How Do Confidence Intervals Work?
Prepared by Ian McLeod
This Demonstration shows the confidence interval, x̄ +/- m, for μ based on random samples of size n from a normal population with mean μ and standard deviation σ, where x̄ is the sample mean and m is the margin of error for a level C interval. There are two cases, corresponding to when σ is assumed known, or is not known and is estimated by the standard deviation in the sample. For the known σ case, m = z*σ/√n, where the critical value z* is determined so that the area to the right of z* is (1-C)/2. Similarly in the unknown σ case, m = t*s/√n, where s is the sample standard deviation and t* is the critical value determined from a t-distribution with n-1 degrees of freedom.
Five things to see in this Demonstration:
1. The width of the confidence interval increases as C increases.
2. The width of the confidence interval decreases as n increases.
3. For fixed C and n, the width of the confidence interval in the known σ case is fixed, but it is stochastic when σ is unknown due to the variation in the sample standard deviation, σ. The stochastic property can be seen by varying the random seed when σ unknown is selected.

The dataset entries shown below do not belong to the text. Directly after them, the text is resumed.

PR #1713, opened 2025-09-18
Substitute aliases in selection filter

### LINKED ISSUE #1712: Pass aliases to selection filter

osipovartem:
- fix aliases scope priority (take into account only aliases which already added to the map)
- added logic to substitute aliases for selection filter (having, order_by and group_by  can be added in future)
- fixed error when column cannot be found if this is an alias

**gitlab 93.4% success rate**
Closes #1712


DanCodedThis (approved):
@osipovartem LGTM

JanKaul (approved):

PR #1721, opened 2025-09-19
Update df 50

Vedin:
Known cavets: 
1. `ObjectNamePart::Function` does nothing for now. functions with https://docs.snowflake.com/en/sql-reference/identifier-literal
2. Named arguments for Literals and TableFunctions is not used. 
3. Some functions have their own implementation for `Eq` or `Hash` traits. These traits are now required by datafusion but some of our functions can support them automatically. There is probably a more elegant solution for it. I just implement these traits where needed.


crates/core-executor/src/snowflake_error.rs
```diff
@@ -327,7 +327,7 @@ fn datafusion_error(df_error: &DataFusionError, subtext: &[&str]) -> SnowflakeEr
     let message = df_error.to_string();
     match df_error {
         DataFusionError::ArrowError(arrow_error, ..) => {
-            match arrow_error {
+            match &**arrow_error {
```
osipovartem: maybe some clone here

osipovartem (approved):

crates/core-executor/src/snowflake_error.rs
Vedin: `clone` didn't work for me here because enum is expected. So, to make it less ugly I replace dereferencing with `as_ref()`? Sounds good?

rampage644 (approved):

DanCodedThis (approved):
@Vedin Let's merge and fix in subsequent prs if the errors are not crazy enough

DanCodedThis (approved):

osipovartem (approved):

PR #1725, opened 2025-09-19
Refactor benchmark preparation and execution logic for TPCH queries

YevheniiNiestierov:
Next step is to add option to load dataset from s3 to snowflake. Removed old logic for loading data to snowflake from local file and logic for generation dataset using duckdb.
Will update result display logic soon.
Also need to rename schemas in SF to unify logic for env variables.
example of output structure for Embucket results:
image

### DIFF
--- a/benchmark/calculate_average.py
+++ b/benchmark/calculate_average.py
@@ -72,25 +72,21 @@ def calculate_benchmark_averages(schema, warehouse, is_embucket=False):
                 total_value = total_row['Total (ms)'].values[0]
                 total_values.append((i, total_value))
 
-        if len(total_values) >= 3:  # Only remove if we have enough files with TOTAL rows
-            # Sort by total values
-            total_values.sort(key=lambda x: x[1])
+        # Sort by total values
+        total_values.sort(key=lambda x: x[1])
 
-            # Get indices of min and max files
-            min_idx = total_values[0][0]
-            max_idx = total_values[-1][0]
+        # Get indices of min and max files
+        min_idx = total_values[0][0]
+        max_idx = total_values[-1][0]
 
-            print(f"Removing file with lowest TOTAL: {csv_files[min_idx]} (value: {total_values[0][1]})")
-            print(f"Removing file with highest TOTAL: {csv_files[max_idx]} (value: {total_values[-1][1]})")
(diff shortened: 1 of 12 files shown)


benchmark/utils.py
```diff
@@ -29,6 +29,7 @@ def create_embucket_connection():
         "host": host,
         "protocol": protocol,
         "port": int(port) if port else 3000,
+        "socket_timeout": 1200, # connector restarts query if timeout is reached
```
andheroe: Is this seconds? Please add to the comment

benchmark/calculate_average.py
```diff
@@ -0,0 +1,133 @@
...
+
+            print(f"Removing file with lowest TOTAL: {csv_files[min_idx]} (value: {total_values[0][1]})")
+            print(f"Removing file with highest TOTAL: {csv_files[max_idx]} (value: {total_values[-1][1]})")
+
+            # Filter out min and max files
+            filtered_indices = [i for i in range(len(all_dfs)) if i != min_idx and i != max_idx]
+            dfs = [all_dfs[i] for i in filtered_indices]
+            used_files = [csv_files[i] for i in filtered_indices]
+            print(f"Using {len(dfs)} files for averaging: {used_files}")
+        else:
```
andheroe: why do we need this else? In what scenario will we have not enough rows? if this happens we should fail, because we didn't agree on this behavior in benchmarking methodology

benchmark/calculate_average.py
```diff
@@ -0,0 +1,133 @@
...
+            print(f"Not enough files with TOTAL rows, using all {len(dfs)} files")
+
+        # Sort each DataFrame by 'Query' to align rows
+        dfs = [df.sort_values('Query').reset_index(drop=True) for df in dfs]
+
+        # Concatenate DataFrames along a new axis
+        stacked = pd.concat(dfs, axis=0, keys=range(len(dfs)))
+
+        # Determine columns based on pattern type
+        if pattern_type == 'embucket':
```
andheroe: This is overcomplication that will shoot you in the foot. Let's collect only total ms. We are not using compilation and execution times anyway. ALso this pattern matching where you check `if "embucket"` will be a disaster if we decide to add another database to a benchmark (which is a reasonable scenario)

andheroe (changes requested):

andheroe (approved):

PR #1748, opened 2025-09-24
Refactor benchmarking logic to improve modularity, avg calculation an…

YevheniiNiestierov:
…d add command line argument parsing


benchmark/calculate_average.py
```diff
@@ -5,30 +5,37 @@
...
 
-def natural_sort_queries(df):
-    """Sort queries numerically."""
-    df['sort_key'] = df['Query'].apply(lambda x:
-                                       int(re.search(r'q(\d+)', x).group(1))
-                                       if re.search(r'q(\d+)', x) else 0)
-    df = df.sort_values('sort_key')
-    df = df.drop('sort_key', axis=1)
+
+def add_query_index(df):
```
andheroe: THe function is called "add_query_index" and it's last line removes the index. WAT

benchmark/calculate_average.py
```diff
@@ -5,30 +5,37 @@
...
+    """Add index column to dataframe based on query number."""
+    # Add index column
+    df['query_index'] = df['Query'].apply(lambda x:
+                                          int(re.search(r'q(\d+)', x).group(1))
+                                          if re.search(r'q(\d+)',
+                                                       x) else 9999)  # High value for TOTAL or other special rows
```
andheroe: There is a constant for infinity value - better to use it, it's not unreasonable to have 10000 queries in some benchmark

benchmark/calculate_average.py
```diff
@@ -77,7 +84,7 @@ def calculate_benchmark_averages(schema, warehouse, is_embucket=False):
         averaged = stacked.groupby(level=1)[[COLUMN_TO_AVERAGE]].mean().reset_index(drop=True)
         averaged['Query'] = dfs[0]['Query']
         averaged = averaged[['Query', COLUMN_TO_AVERAGE]]
-        averaged = natural_sort_queries(averaged)
+        averaged = add_query_index(averaged)
```
andheroe: So this function sorts rows, not adds index

benchmark/env_example
```diff
@@ -1,16 +1,22 @@
...
-SNOWFLAKE_PASSWORD=
+SNOWFLAKE_ACCOUNT=your_snowflake_account
+SNOWFLAKE_USER=your_snowflake_user
+SNOWFLAKE_PASSWORD=your_snowflake_password
 SNOWFLAKE_DATABASE=benchmark_db
-SNOWFLAKE_SCHEMA=tpcds
-SNOWFLAKE_WAREHOUSE=BENCHMARK_WH
+SNOWFLAKE_WAREHOUSE=BENCHMARK_WH_XS
 
+EMBUCKET_INSTANCE=c7i_4xlarge
```
andheroe: WHy this instance? Pretty big for a default, better to add smaller as a default

benchmark/utils.py
```diff
@@ -10,14 +10,14 @@ def create_embucket_connection():
...
     # Connection config with defaults
-    host = os.getenv("EMBUCKET_HOST", "localhost")
-    port = os.getenv("EMBUCKET_PORT", "3000")
-    protocol = os.getenv("EMBUCKET_PROTOCOL", "http")
-    user = os.getenv("EMBUCKET_USER", "embucket")
-    password = os.getenv("EMBUCKET_PASSWORD", "embucket")
-    account = os.getenv("EMBUCKET_ACCOUNT") or f"acc_{uuid.uuid4().hex[:10]}"
-    database = os.getenv("EMBUCKET_DATABASE", "embucket")
-    schema = os.getenv("EMBUCKET_SCHEMA", "public")
+    host = os.environ.get("EMBUCKET_HOST", "localhost")
```
andheroe: WHy change to `enviorn` here?
Also, why do we need default values here? We have default values in env example already

andheroe (changes requested):

benchmark/calculate_average.py
```diff
@@ -5,30 +5,36 @@
...
 
-def natural_sort_queries(df):
-    """Sort queries numerically."""
-    df['sort_key'] = df['Query'].apply(lambda x:
-                                       int(re.search(r'q(\d+)', x).group(1))
-                                       if re.search(r'q(\d+)', x) else 0)
-    df = df.sort_values('sort_key')
-    df = df.drop('sort_key', axis=1)
+
+def sort_by_query_index(df):
```
andheroe, line 11: Much better, much easier to read

benchmark/calculate_average.py
```diff
@@ -5,30 +5,36 @@
...
+    """Add index column to dataframe based on query number."""
+    # Add index column
```
andheroe, line 16: Ideally, you need to add an example of the string that you parse here, so it's easier to understand what the regexp is doing.

benchmark/calculate_average.py
```diff
@@ -5,30 +5,36 @@
...
+    # Sort by the new index
+    df = df.sort_values('query_index')
+
+    # Remove the index column
+    df = df.drop('query_index', axis=1)
     return df
 
 
-def calculate_benchmark_averages(schema, warehouse, is_embucket=False):
+def calculate_benchmark_averages(schema, warehouse, database, benchmark_type):
```
andheroe: Let's rename `database` to `system` or something else. We use `database` for an entity inside both systems, so it is confusing.

benchmark/calculate_average.py
```diff
@@ -5,30 +5,36 @@
...
     Args:
         schema: The schema/dataset used in the benchmark
         warehouse: The warehouse/instance used in the benchmark
-        is_embucket: Flag to indicate if processing Embucket results (True) or Snowflake results (False)
+        database: Database used
     """
-    # Directory where benchmark results are stored
-    if is_embucket:
-        search_dir = f'embucket_tpch_results/{schema}/{warehouse}'
+    if database == 'embucket':
```
andheroe: You should never use strings for constants like this. You should use Enums. You won't believe the pain in the ass this is to debug later.

benchmark/env_example
```diff
@@ -1,16 +1,22 @@
...
-EMBUCKET_ACCOUNT=embucket
-EMBUCKET_DATABASE=embucket
-EMBUCKET_SCHEMA=public
\ No newline at end of file
+EMBUCKET_DATABASE=benchmark_database
+EMBUCKET_SCHEMA=benchmark_schema
+
+EMBUCKET_ENABLED=true
+EMBUCKET_PROTOCOL=http
+EMBUCKET_HOST=inctance_ip_address
```
andheroe:
```suggestion
EMBUCKET_HOST=instance_ip_address
```

andheroe (changes requested):

benchmark/calculate_average.py
YevheniiNiestierov: what about "platform"?

andheroe (approved):

Issue #1006, opened 2025-06-04
api: UI Search, ordering, etc for GET `/ui/worksheets` handler (via SQL)


DanCodedThis:
- Connect the DF View from History Schema for Worksheets
- Add `SearchParameters`
- Add tests

PR #1749, opened 2025-09-24
api: UI Queries history search

### LINKED ISSUE #1007: api: UI Search, ordering, etc for GET `/ui/queries` handler (via SQL)
- Connect the DF View from History Schema for Query history
- Add `SearchParameters`
- Add tests

DanCodedThis:
Closes #1007

- [x] Connect the DF View from History Schema for Query history
- [x] Use SQL under the hood
- [x] Fixed tests
- [x] Reusing old parameters (no breaking changes)
- [x] Additional tests

P.S. Rebase on main after merge of #1006 issue

### DIFF
--- a/crates/api-ui/src/queries/handlers.rs
+++ b/crates/api-ui/src/queries/handlers.rs
@@ -1,9 +1,6 @@
 #![allow(clippy::needless_for_each)]
-use crate::queries::error::{GetQueryRecordSnafu, QueryRecordResult, StoreSnafu};
-use crate::queries::models::{
-    GetQueriesParams, QueriesResponse, QueryCreatePayload, QueryCreateResponse, QueryGetResponse,
-    QueryRecord, QueryRecordId,
-};
+use crate::queries::error::{DatetimeSnafu, ExecutionSnafu, GetQueryRecordSnafu, QueriesSnafu, QueryRecordResult, StoreSnafu};
+use crate::queries::models::{GetQueriesParams, QueriesResponse, QueryCreatePayload, QueryCreateResponse, QueryGetResponse, QueryRecord, QueryRecordId, QueryStatus, ResultSet};
 use crate::state::AppState;
 use crate::{apply_parameters, downcast_int64_column, downcast_string_column, error::ErrorResponse, error::Result, queries::error::{self as queries_errors, QueryError}, SearchParameters};
 use api_sessions::DFSessionId;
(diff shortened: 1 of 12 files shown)


osipovartem (approved):

crates/api-ui/src/queries/handlers.rs
```diff
@@ -197,45 +206,107 @@ pub async fn get_query(
...
+            .context(ExecutionSnafu)
+            .context(QueriesSnafu)?;
+        let worksheet_ids = downcast_int64_column(&record, "worksheet_id")
+            .context(ExecutionSnafu)
+            .context(QueriesSnafu)?;
+        let queries = downcast_string_column(&record, "query")
+            .context(ExecutionSnafu)
+            .context(QueriesSnafu)?;
+        let start_times = downcast_string_column(&record, "start_time")
+            .context(ExecutionSnafu)
```
YaroslavLitvinov, line 253: Would be much better to create another pair of wrapper functions for downcast_string_column, downcast_int64_column to  hide context calls, 
`w_downcast_string_column(&record, "start_time")?`

crates/api-ui/src/queries/handlers.rs
```diff
@@ -197,45 +206,107 @@ pub async fn get_query(
...
+        OrderDirection::DESC,
+    );
+    let QueryResult { records, .. } = state
+        .execution_svc
+        .query(&session_id, sql_string.as_str(), context)
+        .await
+        .context(ExecutionSnafu)
+        .context(QueriesSnafu)?;
+    let mut items = Vec::new();
+    for record in records {
```
YaroslavLitvinov, line 242: Would be good having  comment on that block, of what we do here

YaroslavLitvinov: For sure such conversion should be done separately implementing some QueryRecord::try_from

YaroslavLitvinov (commented):
Left comments regarding implemetation details, #1007

DanCodedThis:
> Left comments regarding implemetation details

I'll fix in a subsequent pr, makes sense

crates/api-ui/src/queries/handlers.rs
DanCodedThis: not possible since conversion is done for arrays, can't pass the record batch and also array index, and doing so with tyr_from `QueriesResponse` seems redundant

PR #1757, opened 2025-09-25
Refactor benchmark code to use SystemType enum for system identification

YevheniiNiestierov:


benchmark/benchmark.py
```diff
@@ -24,48 +24,43 @@
 logger = logging.getLogger(__name__)
 
 
-class SystemType(Enum):
-    EMBUCKET = "embucket"
-    SNOWFLAKE = "snowflake"
-
-
-def get_results_path(platform: str, benchmark_type: str, scale_factor: str,
+def get_results_path(system: str, benchmark_type: str, scale_factor: str,
```
andheroe: You need to pass enum value like `SystemType.EMBUCKET` and then compare it with Enum value in the code. The whole point of Enum is to make sure you don't use strings, where you can have a typo.

andheroe (changes requested):

benchmark/benchmark.py
YevheniiNiestierov: ops, didnt see that

andheroe (approved):

PR #1759, opened 2025-09-25
Add Snowflake data loading functionality to benchmarking logic, updat…

YevheniiNiestierov:
…e env example

### DIFF
--- a/benchmark/data_preparation.py
+++ b/benchmark/data_preparation.py
@@ -26,15 +26,12 @@ def create_tables(cursor, system):
 def upload_parquet_to_snowflake_tables(cursor, dataset, dataset_scale_factor):
     """Upload parquet files to Snowflake tables from S3 stage."""
     table_names = get_table_names(fully_qualified_names_for_embucket=False)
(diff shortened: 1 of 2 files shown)


benchmark/data_preparation.py
```diff
@@ -1,22 +1,48 @@
...
         print(f"Creating table: {table_name}")
         cursor.execute(ddl_sql.strip())
 
 
+def upload_parquet_to_snowflake_tables(cursor, dataset, dataset_scale_factor):
+    """Upload parquet files to Snowflake tables from S3 stage."""
+    table_names = get_table_names(fully_qualified_names_for_embucket=False)
+    for placeholder, qualified_table_name in table_names.items():
+        # Extract bare table name for the S3 path
+        bare_table_name = qualified_table_name.split('.')[-1]
```
andheroe: But we don't use fully qualified names for snowflake, why do this split?

andheroe (changes requested):

andheroe (approved):

PR #1762, opened 2025-09-25
engine: Remove `dedicated_executor` experiment

### LINKED ISSUE #1760: engine: Vanilla one tokio runtime
- Remove `dedicated_executor`
- Use only one vanilla tokio runtime, no thread pools, just the basics (for now)
- See if it increases performance (query execution speed)
- Investigate if it relaxes the memory problems
- Check if it's the issue of multiple runtimes that cause the memory pools to work incorrectly
- Gather data of how much should io-runtime vs cpu-runtime have threads for their pools is it 1/3 vs 2/3 or 1/4 / 3/4 (or others) for full saturation
- After decide if we should introduce a second runtime and divide io vs cpu tasks

DanCodedThis:
Closes #1760

- [x] **Experiment**: removed dedicated executor in favor of one vanilla tokio runtime
- [x] This is a test to determine and work towards if two global runtimes (io & cpu) would be feasible
- [ ] Also this may fix the memory issues (since the `DedicatedExecutor` seems to not use memory pools)
- [ ] And by removing extra runtimes increase performance
  - By removing the overhead of many runtime switches
  - Removing the tokio threads > physical threads problem
- [ ] May require some tinkering (what is the default worker thread pool of tokio runtime?)


crates/core-executor/src/query.rs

4. The width of the confidence interval tends to be larger in the unknown σ case but the difference decreases as n increases.
5. Running an animation varying the random seed, we can obtain an empirical estimate Ĉ of the coverage probability. Try slowing the animation down to get a large number of repetitions. The intervals are color coded: black when the interval covers μ and red when it misses. The animation demonstrates the stochastic coverage probability of the interval.